Once or twice we have ended up shutting them out when they refused to go to sleep but they do seem to have got the idea.

I wonder if its an age thing - now ours are about 6 months they do settle much more quickly.


----------



## shortbackandsides (Aug 28, 2008)

i can never understand the need people have to train their cat to do this and that when they want it towe have had cats for years and never even thought about things like that!! just let him be a kitten,why confine him anywhere we have 2 kittens now who have the whole house 24/7 at night they sleep where they want,we have no hassles or problems,sometimes we have to shove them out of our faces during the night,but thats all part of pet ownership surely.Relax stop worrying and just let things take its course,naturally without you trying to force ityour making pet ownership a task and a chore


----------



## The Twins (Oct 11, 2009)

shortbackandsides said:


> i can never understand the need people have to train their cat to do this and that when they want it towe have had cats for years and never even thought about things like that!! just let him be a kitten,why confine him anywhere we have 2 kittens now who have the whole house 24/7 at night they sleep where they want,we have no hassles or problems,sometimes we have to shove them out of our faces during the night,but thats all part of pet ownership surely.Relax stop worrying and just let things take its course,naturally without you trying to force ityour making pet ownership a task and a chore


Hang on a min, isnt it about personal choice?? I dont think they're making it sound like a chore at all! I say good on them for thinking things through and asking for some advice on the subject! You make it sound bad thing if someone want to restrict their cat from their bedroom at night time... and confining them to a safe room is absolutely the right thing to do when they're new and little etc.

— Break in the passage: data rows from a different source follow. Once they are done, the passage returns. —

PR #2047, opened 2019-03-19
fix(Tooltip): support click-to-open with no-icon scenario

### LINKED ISSUE #2046: Click-to-open tooltip: Doesn't work without icon
## Detailed description

Click-to-open tooltip doesn't work when `showIcon={false}` is set.

`<Tooltip>`

Click-to-open tooltip should work even when `showIcon={false}` is set.

Chrome 73.

`9.105.0`

1. Open https://codesandbox.io/s/github/IBM/carbon-components-react/tree/master/examples/codesandbox
2. Replace the whole content of `index.js` with below:

```javascript
import React from 'react';
import { render } from 'react-dom';
import { Tooltip } from 'carbon-components-react';

const App = () => (
  <div style={{ marginTop: '2rem' }}>
    <Tooltip clickToOpen={true} showIcon={false} triggerText="Tooltip label">
      <p>
        This is some tooltip text. This box shows the maximum amount of text
        that should appear inside. If more room is needed please use a modal
        instead.
      </p>
      <div className="bx--tooltip__footer">
        <a href="/" className="bx--link">
          Learn More
        </a>
        <button
          className="bx--btn bx--btn--primary"
          type="button">
          Create
        </button>
      </div>
    </Tooltip>
  </div>
);

render(<App />, document.getElementById('root'));
```

3. Click on "Tooltip label"

BUG: Nothing happens. If you do `clickToOpen={false}` in `<Tooltip>` tooltip shows by hover-over.

asudoh:
Fixes #2046.

#### Changelog

**New**

- Added missing mouse/keyboard handlers for click-to-open `<Tooltip>` with no-icon scenario

**Changed**

- Knobs of various scenarios in click-to-open `<Tooltip>`, aligning to the typical one with icon.


joshblack:
Is this a supported use-case from design? Couldn't see an example in our usage tab

tw15egan:
cc @IBM/carbon-designers

asudoh:
@emyarod AFAIK definition tooltip is a hover-over tooltip, unless our designers want an alternate interaction method.

@joshblack Good question, the introduction of that option dates back to February 2017 (meaning it's before we started this repo) and I see our designer's sign-off to the contributor's PR (titled: `fix(Tooltip): Allow option to exclude info icon`).

shixiedesign:
Hi Akira, I noticed a few small things, though maybe some of these below are not intended to be fixed in this PR, and should be made into a new issue for Tooltip `v10-update`. Just let me know. I also couldn't find the definition tooltip 😬. We should still have a definition tooltip where hover triggers the tooltip to show. 

- [ ] Focus outline is incorrect. Should use $focus color token and same focus as link (I think...)
image
- [ ] Tooltip's link's hover underline color should be $link-01, same as link
image
- [ ] Tooltip's shark fin / triangle tip for Left, Top, and Right are all a couple pixels off 
image 
image
image

asudoh:
Thanks @shixiedesign for reviewing! Created #2061 for the visual issues. BTW definition tooltip can be found at `TooltipDefinition` in our storybook.

Issue #2016, opened 2019-03-14
Add support for current page in Breadcrumb


joshblack:
We added support for current page through `aria-current="page"` and a custom class over in carbon-components, we should sync up these changes over in this project.

PR #2054, opened 2019-03-19
feat(breadcrumb): add support for current page

joshblack:
Closes IBM/carbon-components-react#2016

Add support for current page in v10

#### Changelog

**New**

**Changed**

- Update `BreadcrumbItem` to be in `Breadcrumb` folder, maintain path for backwards-compat
- Update HTML for `Breadcrumb` behind `componentsX` flag
- Update logic for rendering in `BreadcrumbItem`
- Add `isCurrentPage` prop for `BreadcrumbItem`
- Add support for `aria-current="page"` for `BreadcrumbItem`
- Add story for `noTrailingSlash`
- Add stories behind flag for `isCurrentPage` and `aria-current="page"`
- Update test structure for breadcrumb

**Removed**


src/components/Breadcrumb/BreadcrumbItem.js
```diff
@@ -0,0 +1,78 @@
...
+  className: PropTypes.string,
+
+  /**
+   * Optional string representing the link location for the BreadcrumbItem
+   */
+  href: PropTypes.string,
+};
+
+if (componentsX) {
+  BreadcrumbItem.propTypes.children = PropTypes.oneOfType([
```
asudoh: `PropTypes.node`?

emyarod:
the deploy preview appears to be broken

image

src/components/Breadcrumb/Breadcrumb-story.js
```diff
@@ -42,10 +41,72 @@ storiesOf('Breadcrumb', module)
...
+  )
   .add('skeleton', () => <BreadcrumbSkeleton />, {
     info: {
       text: `
           Placeholder skeleton state to use when content is loading.
           `,
     },
   });
+
+if (FeatureFlags.componentsX) {
```
emyarod: I guess this breaks because of the way we are exporting our feature flags? `FeatureFlags` is undefined, so we need to directly import `componentsX`. other than that the changes look good to me

joshblack: Good call! Thanks @emyarod

src/components/Breadcrumb/BreadcrumbItem.js
joshblack: @asudoh good catch! Was going back and forth on this, essentially wanted to type it so that a single valid react element was the prop type, which I think element gets at (https://reactjs.org/docs/typechecking-with-proptypes.html#requiring-single-child)

shixiedesign:
Hi Josh, just 2 comments:
- [ ] Is current page supposed to be hover-able/clickable? Feels like it shouldn't since we are already on page. 
- [ ] If it is already current page, we should never have the `/` which indicates a level up on the hierarchy
image

joshblack:
@shixiedesign 

>  Is current page supposed to be hover-able/clickable? Feels like it shouldn't since we are already on page.

Since it's a link I don't think we should revert the tag or anything. One use-case could be, if wanting to share the link, to right click it and click "copy link address" in Chrome. But yeah, they most likely would not want to navigate to their current page.

>  If it is already current page, we should never have the / which indicates a level up on the hierarchy

This is behavior that's in v9 right now, mind making an issue to fix?

shixiedesign:
@joshblack Just discussed this with @aagonzales, we should remove the link behaviors from the current page breadcrumb. It's not spec'ed to be a link, and I worry that it will confuse users if it's clickable (user could be thinking: where does it take me? I thought I'm already here.) 

Made an issue for removing the `/` !

joshblack:
@shixiedesign the main dev issue here is that we use `aria-current="page"` to [tell screen readers that this link is the current page](https://www.youtube.com/watch?v=as2CZKc4Kx4) within a set of pages and it is only valid on a `<a>` tag.

While we don't have to follow WAI-ARIA examples, they're example also behaves in this way: https://www.w3.org/TR/wai-aria-practices/examples/breadcrumb/index.html

More info: https://tink.uk/using-the-aria-current-attribute/

shixiedesign:
@joshblack I see 🤔 so let me approve this so we can move forward. And let's see later if there's a good solution/alternative without compromising accessibility.

PR #2057, opened 2019-03-19
Audit: Pagination fixes (react)

lovemecomputer:
to be paired with https://github.com/IBM/carbon-components/pull/2136 for complete fixes!

note: there is one outstanding issue that is actually part of `Select`: once `Select` is updated & stable (and merged in), the icon here will automatically show the right one!


src/components/PaginationV2/PaginationV2.js
```diff
@@ -325,8 +326,9 @@ export default class PaginationV2 extends Component {
             <Select
               id={`${prefix}-pagination-select-${inputId + 2}`}
               className={`${prefix}--select__page-number`}
-              hideLabel
+              labelText={`Page number, of ${totalPages} pages`}
```
asudoh: g11n - Can we extract out this template as a prop (probably a form of function)? Thanks!

PR #2062, opened 2019-03-20
fix: deprecate the appendTo prop in date picker

vpicone:
Closes IBM/carbon-components-react#2068

This looks to be a relic of a one-to-one mapping with the flatpickr options. I find it really difficult to come up with a reason we'd want to traverse the dom for an arbitrary css selector to append to.

If it turns out folks really do need this behavior, a new feature that lets users pass a dom ref would be likely be a superior API choice I. Either way we'd still need to deprecate this imperitive css querying behavior.


asudoh:
Thanks you @vpicone for entering a quick fix! A couple of things:

1. We encourage folks to enter issue along with PR (probably except for internal minor chore)
2. Do you want to introduce a deprecation logic? (Searching for `componentsX` or `breakingX` will reveal some logic with `warning()` and you can do similar)

vpicone:
@asudoh Thank you for the feedback. I added a warning with recommendations and created an issue that better illustrated why this prop is so problematic.

src/components/DatePicker/DatePicker.js
```diff
@@ -251,10 +252,18 @@ export default class DatePicker extends Component {
...
-        typeof appendTo === 'string'
-          ? document.querySelector(appendTo)
-          : appendTo;
+
+      let appendToNode;
+      if (typeof appendTo === 'string' && !breakingChangesX) {
+        warning(
+          false,
+          `The DatePicker appendTo prop will be deprecated in Carbon X. 
+          - If you were appendTo this for styling, consider using a className.
```
emyarod: "using appendTo for ..."?

aledavila:
Ready to merge ? @vpicone

vpicone:
Yes!

vpicone:
@aledavila yes!

Issue #2063, opened 2019-03-20
[A11y] The Tooltip content can't be read by JAWS


icemanlily:
===== ENVIRONMENT ===== 
IBM CI 162 Checkpoint Violation: 1.3.1 Info and Relationships
IBM Guidance: https://www.ibm.com/able/guidelines/ci162/info_and_relationships.html
Build Level: Published - 02/27/2019
Test Tool Type: JAWS

===== DEFECT DESCRIPTION ===== 
The tooltip information cannot be read by screen reader, it only read as "tooltip button menu... ", for both "Select a resource group" and "Tags"

=====STEPS TO REPRODUCE ===== 

Login to IBM Cloud stage env
Navigate to Catalog -> Security and Identity -> Hyper Protect Crypto Service
Use Tab key to navigate to the tooltip icon

![image](https://user-images.githubusercontent.com/6970471/54661144-08c3f580-4b14-11e9-91ee-db914e6e74f8.png)

icemanlily:
Fixed and close this issue.

PR #2065, opened 2019-03-20
Fix tooltip a11y issue

icemanlily:
https://github.com/IBM/carbon-components-react/issues/2063


src/components/Tooltip/Tooltip.js
```diff
@@ -447,6 +447,11 @@ class Tooltip extends Component {
           'aria-owns': tooltipId,
         };
 
+    const ariaDescribedbyProps = !open
+      ? {}
+      : {
+          'aria-describedby	': tooltipId,
```
emyarod: just wondering is there a reason for the trailing space?

icemanlily:
@emyarod Removed the trailing space. Thank you!

src/components/Tooltip/Tooltip.js
icemanlily: Removed the trailing space. Thanks!

Issue #2012, opened 2019-03-13
Match button to experimental spec


emyarod:
Related:

IBM/carbon-components#1928

IBM/carbon-components#1935

https://github.com/IBM/carbon-components/pull/1930

https://github.com/IBM/carbon-components/pull/2087

https://github.com/IBM/carbon-components/pull/2106

PR #2067, opened 2019-03-20
fix(Button): add disabled state for other nodes

emyarod:
Closes IBM/carbon-components-react#2012

This PR incorporates feedback from the February 2019 button component audit

depends on IBM/carbon-components#2148 and https://github.com/IBM/carbon-components/pull/2161

#### Changelog

**Changed**

- apply disabled button styles to all button examples


tw15egan (approved):
🙌 ✅

laurenmrice (changes requested):
For the Button grouping:
Artboard

- [ ] When two buttons live together they both need to be the same size.
- [ ] When they are disabled, they kind of blend into each other, so I think adding a rule will help separate them.

emyarod:
button sets changes will come from https://github.com/IBM/carbon-components/pull/2161

laurenmrice (approved):
Looks good to me ! 👍

PR #2142, opened 2019-04-03
feat(Tabs): support custom tab content

### LINKED ISSUE #2028: hidden prop of Tabs component is ignored

asudoh:
Fixes #2028.

#### Changelog

**New**

- `renderTabContent` prop in `<Tabs>`, where you can replace `<TabContent>` with.


asudoh:
Storybook is a good point, and I now realized that the custom tab content is per-tab thing, instead of per-tabset thing. Will work on that.

asudoh:
Moved custom rendering React prop from `<Tabs>` to `<Tab>` and added a Storybook example for that.

lovemecomputer:
i think this custom tab content is a good feature! but also to directly address #2028 , i wonder if we should have a prop on `Tabs` that is a boolean named something like `shouldLoadHiddenTabContent`. it could default to `true`, but when set to false it would provide this behavior. does that make sense?

asudoh:
@lovemecomputer My apologies that I'm late getting back on this - I've been kind of on the fence on this - While the notion of providing render vs. no-render for content for inactive tab is plausible, I think it's easily achieved by creating a custom component for tab content rendering. That's where the notion of custom tab content came from. Another idea is making no-render approach the default for next major release. What do you think?

lovemecomputer:
@asudoh this custom component support does make sense to provide! so i definitely agree with this change.

however, the trick with `!selected ? null : <div/>`  is not something i would have immediately thought of. and it also might add an extra step of complexity for any app that needs to do this many times over. in the interest of reducing the friction of using Carbon, it seems like this no-render would be a good feature to also add built-in support for.

i can understand if we need to wait for the next version. no-render as default for v11 is an interesting idea! it might be the ideal behavior… this could use some thinking and testing though!

i can create a separate Issue to track this line of thinking, if you like! :)

asudoh:
Thank you very much for sharing your thoughts @lovemecomputer! I can see a pain-point without an out-of-the-box solution. Created: #2263

Issue #2148, opened 2019-04-03
[SideNav] Add a focus class when sidenav item has focus


davidicus:
### Summary

Focus class is needed to expand the sidenav when sidenav items contain focus. Should be similar to hover state for keyboard users.  Currently you are able to navigate through keyboard and even open subnavs. This causes a bug where the focused item is not visible. Additionally the SideNavMenu collapses and hides its icon when its child list is open. 

### Justification

For accessibility this should open when items are focused. especially hidden subnavs

### Available extra resources

I have opened a PR for this work.

### Extra notes
These full completion of this feature would need changes to the carbon component and carbon styles.

PR #2146, opened 2019-04-03
FEAT(SideNav):  add ability to change default expanded state

davidicus:
Closes IBM/carbon-components-react#2145

Added the ability via prop to declare the default expanded state of the sidenav component

#### Changelog

**Changed**

- Changed SideNav.js
- Changed SideNav-test.js
- Updated SideNav-test.js.snap

PR #2150, opened 2019-04-03
FEAT(SideNav): Side nav focus state

davidicus:
Closes IBM/carbon-components-react#2148

Add focus class name to component in order to open menu when one of its children holds focus.

#### Changelog

**Changed**

- SideNav.js
- SideNav-test.js
- SideNav-test.js.snap

###  Additional notes
~This PR contains work not yet merged from this other [PR](https://github.com/IBM/carbon-components-react/pull/2146) which I will pull in once it is merged. Changes from this [PR](https://github.com/IBM/carbon-components/pull/2261) to Carbon styles  are required to satisfy the issue stated above.~


src/components/UIShell/SideNav.js
```diff
@@ -46,16 +50,32 @@ export default class SideNav extends React.Component {
...
   };
 
-  state = {
-    isExpanded: true,
-  };
+  constructor(props) {
+    super(props);
+
+    this.state = {
+      isExpanded: props.defaultExpanded,
```
vpicone: These states could be eventually conflicting, resulting in some weird bugs.

If the menu should always be expanded when it has focus, we don't want to create the opportunity for the state to fall out of sync. 

Perhaps we could stick to only using `isExpanded` and setting that based on the focus events.

asudoh: ^ Makes sense, if we want to go with expand-on-focus. In this way, no additional style is needed.

davidicus: I was initially going to use the isExpanded state. But using that would require that we keep track of whether the user had it expanded or collapsed before focus so we could respect their preference after the item blurs, wouldn't it?

src/components/UIShell/SideNav.js
```diff
@@ -64,24 +84,27 @@ export default class SideNav extends React.Component {
...
-      ? t('carbon.sidenav.state.open')
-      : t('carbon.sidenav.state.closed');
+    const assistiveText =
+      isExpanded || isFocused
+        ? t('carbon.sidenav.state.open')
+        : t('carbon.sidenav.state.closed');
     const className = cx({
       [`${prefix}--side-nav`]: true,
-      [`${prefix}--side-nav--expanded`]: isExpanded,
+      [`${prefix}--side-nav--expanded`]: isExpanded || isFocused,
```
davidicus: @asudoh @vpicone I did change the PR to remove the need for an additional className and styles. Is this preferable?

src/components/UIShell/SideNav.js
davidicus: As far as falling out of sync, I can imagine cases where the component can be in both states or just one so may be necessary for them to be out of sync for reason listed above.

asudoh:
Hi @davidicus do you want to split out the code for #2146? Thanks!

davidicus:
Hi @asudoh, I have removed the code form PR #2146 as requested

src/components/UIShell/SideNav.js
```diff
@@ -50,12 +50,23 @@ export default class SideNav extends React.Component {
...
   };
 
+  handleFocus = () => {
+    this.setState(state => {
+      if (!state.isFocused) return { isFocused: true };
+    });
+  };
+
+  handleBlur = () => {
+    this.setState(() => ({ isFocused: false }));
```
asudoh: Previous state check as `.handleFocus()` does?

davidicus: checking if isFocused is already true and only returning a value if needed. I need to return null for the case where it is.

asudoh: Oh I meant that we'd want to put a similar check here.

davidicus: Doh! Sorry, yeah. will do.

src/components/UIShell/SideNav.js
```diff
@@ -50,12 +50,31 @@ export default class SideNav extends React.Component {
...
+    isFocused: false,
   };
 
   handleExpand = () => {
     this.setState(state => ({ isExpanded: !state.isExpanded }));
   };
 
+  handleFocus = () => {
+    this.setState(state => {
+      if (!state.isFocused) {
```
vpicone: It seems like we’d always want this to be set to true no matter what. Same for handleBlur. Maybe just remove these checks since React won’t rerender unless there’s an update.

src/components/UIShell/SideNav.js
vpicone: Good call :)

src/components/UIShell/SideNav.js
davidicus: I thought that setState always triggers an update and causes a rerender, of the virtual DOM if not the actual one. As of [React v16.0 ](https://reactjs.org/blog/2017/09/26/react-v16.0.html#breaking-changes)  returning null will prevent the update.

vpicone: You’re super right, looking good, thanks for make the changes so quickly!

davidicus:
Thanks @vpicone and @asudoh for the quick review and suggestions

Issue #2113, opened 2019-03-28
Match combobox to experimental spec


emyarod:
Related:

https://github.com/IBM/carbon-components/issues/2186

https://github.com/IBM/carbon-components/issues/2210

#1763 

depends on:

https://github.com/IBM/carbon-components-react/pull/2093

https://github.com/IBM/carbon-components/pull/2241

emyarod:
feedback from @carmacleod: https://github.com/IBM/carbon-components-react/issues/1763#issuecomment-476252889

> Some notes:
* [ ] delete `tabindex="0"` from both of the outer divs, i.e. _only_ the input should take focus. So all keyboard events need to be on the input.
* [ ] the `role="button"` needs to go on the div containing the triangle icon. Do not add a tabindex. Mouse events can go on this, but not keyboard events.
* [ ] the `div.bx--list-box__field` should have `role="combobox"` and `aria-haspopup="listbox"`, `aria-expanded="true/false"`, and `aria-owns="unique-id-of-div.bx--list-box__menu"` (note: if using component-user-provided label for id, make sure id does not have spaces).
* [ ] the `div.bx--form-item.bx--combo-box.bx--list-box` should not have any role or any ARIA related markup - it's just a generic container.
* [ ] the `input` could have `role="textbox"` (which is the default for an input type="text", so technically, you can leave the role off), and it needs `aria-controls="unique-id-of-div.bx--list-box__menu"` (same id as for the aria-owns on the combobox div), `aria-autocomplete="list"` (because typing in the input filters the list), and `aria-label="Choose an item"` (delete `aria-label="ListBox input field"`). The input also needs `aria-activedescendant`, but your code there seems good.  :)
* [ ] the `div.bx--list-box__menu` needs `role="listbox"` and the same aria-label as the input (i.e. `aria-label="Choose an item"`).

PR #2158, opened 2019-04-04
fix(ComboBox): match experimental spec

### LINKED ISSUE #1763: ComboBox: Keyboard support needs minor improvements.
There seems to be some minor issues with the ComboBox's keyboard support.

## Detailed description

When I first tab into the component, a focus outline is drawn around the control but the expected keyboard functions (e.g. space, up/down, etc) do not work.  The focus outline also has a strange little bump near the drop arrow. I suspect there's a missing `overflow:hidden` in there somewhere.

From here, if I tab a second time, the component still has focus and some of the keys work but I cannot type in the filter.  In this state, there is no focus outline so I can't visually tell if the control has focus.

From here, if I tab a third time, the input gets focus and I can type a filter.

I think the ideal scenario would be to go straight to that third tab state when the control gets focus.  In this state, I can type in the filter and also use the up/down arrows to select an item from the dropdown, etc.

Latest Chrome 

v6.76.0

### LINKED ISSUE #2081: A11y: Dropdown component have more than one tabbale element
The issue comes from #1851 .

## Environment

> Operating system
MacOS

> Browser
Chrome

> Automated testing tool and ruleset
Manual

## Detailed description

6.58.0

> What did you expect to happen?
Dropdown list should be focused only one time to operate.

> What happened instead?
We must type tab key twice to focus on the dropdown list. When we focus on the dropdown list first time, we can't operate it. Then type the tab key again, We can see the focus is not changed and we can type space to operate the dropdown.

> What WCAG 2.1 checkpoint does the issue violate?
2.1.1 Keyboard

1. Go to https://dev.console.test.cloud.ibm.com/login
2. Type tab key to focus on the Dropdown list.

## Additional information
image

image

emyarod:
Closes IBM/carbon-components-react#2113

Closes #1763 

Closes #2081 

This PR adds the experimental combo box while also addressing a number of a11y and UX issues.

#### Changelog

**New**

- menu option to show overflow text behavior in component story
- require `id` for more accessible labels (affects all listbox components), related https://github.com/IBM/carbon-components-react/pull/1109/

**Changed**

- fix extra tab stops (found in all listbox components)

**Removed**

- unneeded or redundant attributes

#### Testing/Reviewing

Ensure combo box works as expected

Ensure there are no regressions with the listbox components


emyarod:
blocked by https://github.com/IBM/carbon-components-react/pull/2093 and https://github.com/IBM/carbon-components/pull/2241. These changes have not yet been released, but testing can still be done locally via `yarn link`/`npm link`

asudoh:
Removed blocked label given both PRs that @emyarod marked as dependencies seem to have been merged.

emyarod:
@asudoh the only blocker is that we haven't cut a vanilla release which includes the changes from those PRs

laurenmrice (changes requested):
When the dropdown is closed and there is an x icon, when you click the x icon, the drawer opens and the x goes away. If the dropdown is already closed, i think you should be able to click the x and the dropdown will remain closed.
Screen Shot 2019-04-09 at 4 20 06 PM

emyarod:
@laurenmrice it looks like right now we are intentionally opening the dropdown when the user clicks the x to clear selections (https://github.com/IBM/carbon-components-react/blob/master/src/components/ListBox/ListBoxSelection.js#L34-L36). Is this going to be a v10 only change or do we also want to modify the v9 behavior?

laurenmrice:
@emyarod Ok if this is happening in v9 lets just keep it as is for now and revisit this later.

emyarod:
@laurenmrice sounds good! this should be ready for review again then since no changes were made

laurenmrice (dismissed):
- Only change is that we do not need a hover on the label because you can type into the field.
Screen Shot 2019-04-17 at 12 01 46 PM

laurenmrice (approved):
looks good 👍

asudoh (approved):
LGTM 👍 - Thanks @emyarod!

Issue #2076, opened 2019-03-21
ToolTipDefinition needs to be dismissible, hoverable and persistent (WCAG 2.1 Checkpoint 1.4.13)


ajlohr:
## Environment

> Operating system

macOS 10.13.3 (17D47)

> Browser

Mine sleep downstairs, we dont allow them in our bedroom at night time - they are allowed in at other times but not when we're sleeping. They have the run of the house otherwise and are perfectly happy. Part of having a pet is enjoyment surely? And if i wasnt sleeping - and mine would def wake me i am sure of it - alot!, then i would too knackered to function let alone enjoy them and vice versa! There is nothing wrong with having them in a different room to you when you go to sleep. Mine know its bedtime when their lights downstairs go off on a timer around midnight and am sure they play and sleep and play and sleep on and off all night which is great for them.


----------



## reds (Jun 30, 2010)

we tried having him in after an unsucessful attmept, and last night he was a joy - about 10 mins of running around, and a bit of bed scratching, but he was told no and returned to his blanket by the bed - he eventually climbed up onto the bed with us and settled down - didnt make a sound until 5am - when he went to use his litter tray, then came back up and settled down again - by 5.30 though he was in manic play mode, so we had to pop him outside again to entertain himself (running at full speed from the living room, up the stairs and along the hallway to the bathroom - he seems to love the thudding his feet make on the wooden landing floor - very adorable during the day, but not some much in the wee small hours!)


----------



## catzz (Apr 8, 2010)

My cats are in and out of our room all night. They seem to have a fairly fixed routine. We go to bed. Gypsy and Kiera follow us. Gypsy goes under the bed and tries to sleep. Kiera wanders round the room for a bit, jumps on the window sill and bats the blind cord. Then she likes to jump on the bed. She does this like a small child would jump on a bed - literally bounces up and down. After a while Gypsy gets fed up and comes to see what her kitten is doing. Then they run in and out of the room for about 10 minutes play fighting. After that they disappear and it all goes quiet. However, they are almost always on the bed cuddled up to each other when we wake up. They seem happy with their routine and we don't mind it either


----------



## Leam1307 (Feb 12, 2010)

My two stay in the kitchen at night times, its a very large room and they love all the different levels from their bed area to the ironing cupboard, on the units where the oven is and the fridge etc. I sometimes hear them going nuts playing with their bouncy balls. A few times at the weekends or if OH is working late i let them sleep beside me and without fail at 4am they start the antics of curtain climbing, jumping on the shelves above our bed knocking things onto our face, which isnt too safe.

They have the run of the whole house during the day and seem to love our bath for some strange reason, it slopes at one side and they like to fling themselves against it and slide back down towards the plug :lol:

they always seem happy enough and this way im awake enough to play with them in the mornings.


----------